* **Your goal**
Using the lines below, work out the count of those that hold "shown". Give the number only.

* **Given records**
::::
PR #48, opened 2023-04-19
feat: create mock-data #P23-260

bdeluga:
[Chore](https://tracker.intive.com/jira/browse/PATRO23-260) was to create mocked data to use while backend is offline. `public/data.json` consist of few budgets.

### Structure :construction_worker:

- id: generated by `crypto.randomUUID()`
- date: `string` in YY/MM/DD format
- amount: either positive or negative `number` [linked with [chore](https://tracker.intive.com/jira/browse/PATRO23-248)]
- currency: `object` with ISO and locale [linked with [chore](https://tracker.intive.com/jira/browse/PATRO23-248)]
- category: `object` with id and name and icon with it's details [linked with [chore](https://tracker.intive.com/jira/browse/PATRO23-250)]
- description: `string`
- status: `string`
- creator: `string`

file `lib/types.ts` contains proposed type for transactions.

### Example usage :eyes:

`await fetch('/data.json').then(res=>res.json()).then(...) //do something with data`

### DIFF
--- a/apps/web/lib/types.ts
+++ b/apps/web/lib/types.ts
@@ -1,0 +1,21 @@
+export interface Transaction {
+  id: string;
+  date: string;
+  amount: number;
+  currency: {
+    ISO: string;
+    locale: string;
+  };
+  category: {
+    id: number;
+    name: string;
+    icon: {
+      name: string;
+      foreground: string;
+      background: string;
+    };
+  };
+  description: string;
+  status: string;
+  creator: string;
+}
--- a/apps/web/public/data.json
+++ b/apps/web/public/data.json
@@ -106,7 +106,7 @@
       "creator": "Mary Doe"
     },
     {
-      "id": "abe47732-673d-4bb1-a24b-c9a89b2dd5e5",
+      "id": "b8485583-4cc3-476a-a1ee-f25828cfc74c",
       "date": "2023-04-19",
       "amount": -47.99,
       "currency": {
--- a/apps/web/public/data.json
+++ b/apps/web/public/data.json
@@ -1,0 +1,214 @@
+{
+  "transactions": [
+    {
+      "id": "95dc1a67-cbe4-4e6b-8568-40a8e2f3d191",
+      "date": "2023-04-21",
+      "amount": -24.99,
+      "currency": {
+        "ISO": "USD",
+        "locale": "en-US"
+      },
+      "category": {
+        "id": 2,
+        "name": "Subscriptions",
+        "icon": {
+          "name": "play",
+          "foreground": "darkbrown",
+          "background": "brown"
+        }
+      },
+      "description": "Netflix",
+      "status": "Recurring",
+      "creator": "John Doe"
+    },
+    {
+      "id": "df8c7760-43a5-4379-a229-6495f3e67f9c",
+      "date": "2023-04-21",
+      "amount": -600,
+      "currency": {
+        "ISO": "USD",
+        "locale": "en-US"
+      },
+      "category": {
+        "id": 1,
+        "name": "Home spendings",
+        "icon": {
+          "name": "home",
+          "foreground": "darkgreen",
+          "background": "green"
+        }
+      },
+      "description": "Rent",
+      "status": "Done",
+      "creator": "Mary Doe"
+    },
+    {
+      "id": "4aa5af81-7745-42d8-bbd4-d804e407b8be",
+      "date": "2023-04-21",
+      "amount": 44.0,
+      "currency": {
+        "ISO": "EUR",
+        "locale": "de-DE"
+      },
+      "category": {
+        "id": 2,
+        "name": "Income",
+        "icon": {
+          "name": "money",
+          "foreground": "darkblue",
+          "background": "blue"
+        }
+      },
+      "description": "Lift share",
+      "status": "Done",
+      "creator": "Hans Niemann"
+    },
+    {
+      "id": "d26ed662-8807-40e2-b9c5-197862763151",
+      "date": "2023-04-20",
+      "amount": -9.99,
+      "currency": {
+        "ISO": "USD",
+        "locale": "en-US"
+      },
+      "category": {
+        "id": 2,
+        "name": "Subscriptions",
+        "icon": {
+          "name": "play",
+          "foreground": "darkbrown",
+          "background": "brown"
+        }
+      },
+      "description": "Spotify",
+      "status": "Cancelled",
+      "creator": "John Doe"
+    },
+    {
+      "id": "abe47732-673d-4bb1-a24b-c9a89b2dd5e5",
+      "date": "2023-04-20",
+      "amount": -77.99,
+      "currency": {
+        "ISO": "USD",
+        "locale": "en-US"
+      },
+      "category": {
+        "id": 4,
+        "name": "Grocery",
+        "icon": {
+          "name": "cart",
+          "foreground": "red",
+          "background": "none"
+        }
+      },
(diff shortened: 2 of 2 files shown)


apps/web/lib/types.ts
```diff
@@ -0,0 +1,21 @@
+export interface Transaction {
+  id: string;
+  date: string;
```
wlechowicz, line 3: This should probably be a timestamp (number), rather than a string. We will need it to group transaction per day and to format the timestamp into "Today", "Yesterday" and such (per design) by something like `Intl.RelativeTimeFormat` or a custom component.

apps/web/lib/types.ts
```diff
@@ -0,0 +1,21 @@
...
+    name: string;
+    icon: {
+      name: string;
+      foreground: string;
+      background: string;
+    };
+  };
+  description: string;
+  status: string;
+  creator: string;
```
wlechowicz, line 20: This is an object.

apps/web/public/data.json
```diff
@@ -0,0 +1,517 @@
...
+              "foreground": "#1E4C40",
+              "background": "#F1FBF6"
+            }
+          },
+          "description": "Rent",
+          "status": "Done",
+          "creator": {
+            "id": "5985e3b5-dbc5-46ba-bc71-781017fbc6f0",
+            "name": "Mary Doe",
+            "avatar": "8"
```
wlechowicz, line 29: This should be a URL, so "8.svg" or "8.png" for the placeholders, where for real users it would be a fully-qualified URL.

apps/web/public/data.json
```diff
@@ -0,0 +1,517 @@
...
+          }
+        },
+        {
+          "id": "4aa5af81-7745-42d8-bbd4-d804e407b8be",
+          "date": "2023-04-21",
+          "amount": 44.0,
+          "currency": {
+            "ISO": "EUR",
+            "locale": "de-DE"
+          },
```
wlechowicz, line 39: The shape of this should be the same as for the currency picker, so please negotiate this with @Vectari

wlechowicz (changes requested):
PR description doesn't match the interface, and the interface doesn't match the data 😅

apps/web/public/data.json
```diff
@@ -0,0 +1,517 @@
+{
+  "budgets": [
+    {
+      "id": "71ee9a04-6b27-423a-9caa-7d6a92335dae",
+      "name": "Main budget",
```
aniasgit, line 5: In budget we should also have start date, end date, limit, description (optional), icon and I think the currency is for whole budget not for every transaction individual.

bdeluga: Thanks, omw making changes 👀

apps/web/public/data.json
bdeluga: I'll change "ISO" to match "currency picker component", but locale is needed for "currency amount component" or do we get locale from current site's language ?

apps/web/public/data.json
AzulloCyll: I think id's of new objects should be generated on backend.

That's the type of object I've created so far.

`type budgetObjectType = {
  budgetName: string;
  budgetLimit: number;
  budgetDescription: string;
  budgetIcon: string;
  budgetDateStart: number;
  budgetDateEnd: number;
  budgetCurrency: "idon't know yet"
};`

so you can only change names to be more covenient.

bdeluga: Id will be generated on Backend, i just showed how could it looks like, as to names i would stick to what i already created. Nesting Budget prefix in Budget interface could make it confusing. 😵

AzulloCyll: I agree with you :) Just shown what I already have. I will change my atr names to that what agrreed with our whole team.

apps/web/public/data.json
```diff
@@ -0,0 +1,527 @@
...
+          "status": "Done",
+          "creator": {
+            "id": "5985e3b5-dbc5-46ba-bc71-781017fbc6f0",
+            "name": "Mary Doe",
+            "avatar": "8.svg"
+          }
+        },
+        {
+          "id": "e865e4d7-9760-49df-8010-648f8da8cb1c",
+          "date": "2023-03-11",
```
AzulloCyll, line 347: Some of dates are still strings insead of timestamps

AzulloCyll (commented):
Looks good to me! but please

apps/web/public/data.json
bdeluga: TYSM! for looking into this, and correcting me, I guess it's not my day 😓

monika-klokosinska-intive (approved):

AzulloCyll (approved):

apps/web/public/budget/36cc0777-2874-4d0c-a389-91280e45e836.json
```diff
@@ -0,0 +1,129 @@
...
+      "amount": -25.99,
+      "currency": {
+        "tag": "GBP",
+        "locale": "en-GB"
+      },
+      "category": {
+        "id": 4,
+        "name": "Grocery",
+        "icon": {
+          "name": "cart",
```
AzulloCyll, line 15: icon name should be `shopping_cart`

apps/web/public/budget/36cc0777-2874-4d0c-a389-91280e45e836.json
```diff
@@ -0,0 +1,129 @@
...
+    },
+    {
+      "id": "e865e4d7-9760-49df-8010-648f8da8cb1c",
+      "date": 1678492800000,
+      "amount": -50.27,
+      "currency": {
+        "tag": "GBP",
+        "locale": "en-GB"
+      },
+      "category": {
```
AzulloCyll, line 36: icon.name should be `directions_car`

apps/web/public/budget/36cc0777-2874-4d0c-a389-91280e45e836.json
```diff
@@ -0,0 +1,129 @@
...
+      "amount": -43.39,
+      "currency": {
+        "tag": "GBP",
+        "locale": "en-GB"
+      },
+      "category": {
+        "id": 3,
+        "name": "Car",
+        "icon": {
+          "name": "car",
```
AzulloCyll, line 65: car => directions_car

AzulloCyll (commented):
All icons `name = "car"` should be changed to `name="directions_car"`
all 'name = "cart" should be `name = "shopping_cart"`

apps/web/public/budget/36cc0777-2874-4d0c-a389-91280e45e836.json
```diff
@@ -0,0 +1,129 @@
...
+        "avatar": "8.svg"
+      }
+    },
+    {
+      "id": "df8c7760-43a5-4379-a229-6495f3e67f9c",
+      "date": 1677715200000,
+      "amount": -8996.3,
+      "currency": {
+        "tag": "GBP",
+        "locale": "en-GB"
```
AzulloCyll, line 109: Do we need to store locale in currency object? Maybe better we collect locale from our languageContext, or from loggedUser data?

Locale here is for showing currency amount, if we store it in budget.currency, there might be case that our budget's list shows currency at mixed styling which will be visually chaotic. I think better way is to show curencies formatted the same way according to current app language slelected by user. 

Same apllies to date formatting. 

@wlechowicz @monika-klokosinska-intive What do you think? Please correct me if i'm wrong.

PR #49, opened 2023-04-19
Feature/p23 212 selector

Vectari:
Hello! My task "Currency Select" - [PATRO23-212](https://tracker.intive.com/jira/browse/PATRO23-212)
You can test it here: https://patronage2023-js-kjzfabmx5-wlechowicz.vercel.app/ then click on Budgets > Add New Budget.

I use Radix Select so remember about `npm i` :)


packages/ui/CurrencySelect/index.tsx
```diff
@@ -0,0 +1,182 @@
...
+      </SelectTrigger>
+      {supportingLabel && (
+        <StyledSupportingLabel hasError={hasError}>
+          Choose Currency
+        </StyledSupportingLabel>
+      )}
+      <SelectPortal>
+        <SelectContent position="popper">
+          <Select.Viewport>
+            {currency.map((currency) => (
```
monika-klokosinska-intive, line 169: @Vectari when mapping a unique `key` is necessary on the mapped child element.

monika-klokosinska-intive:
@Vectari any chance you could style the storybook example to look more like the actual usage in `Create New Budget`? The storybook version of the component has ugly borders for the active element and a lot of unnecessary padding for each option. The version used in the modal looks fine.

packages/ui/CurrencySelect/index.tsx
AzulloCyll: key could be a curency.tag

packages/ui/CurrencySelect/index.tsx
```diff
@@ -0,0 +1,182 @@
...
+              <SelectItem value={currency.id}>
```
AzulloCyll, line 170: Since we using currency tags in our shema sended to backend, we can use tags for value here.
`value={currency.id}` => `alue={currency.tag}>`

Moreover we can get rid of id's from currency array.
::::
* **Answer section**
2